> RECORDS FOR PROCESSING
--------------------

Issue #18, opened 2015-09-03
isValidDate should handle time as well


Youpinadi:
futureDate(current) {
        let today = moment();
        return current.isAfter(today)
    }

if i use this function as a validator, it will blur today's day, but it shouldn't.
The day should be available and only hours ans minutes in the future should be  available

iansinnott:
:+1: I've run across this issue as well. Currently we have to implement custom logic to manage time validity. Implementing an `isTimeValid` prop would be excellent.

arqex:
Sorry I could not answer this before.

It is a hard issue this one, because the UI of the datepicker makes difficult to select the valid time.

Imagine you set a function that only allow hours from 6 to 8 and 10 to 12. Pressing up and down wouldn't work ok.

That's why when a date is valid you can select any time.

--------------------

> ACTION ITEM
In the records, how many lines include the string "this"? The answer is that number alone.

> TASK OUTPUT
4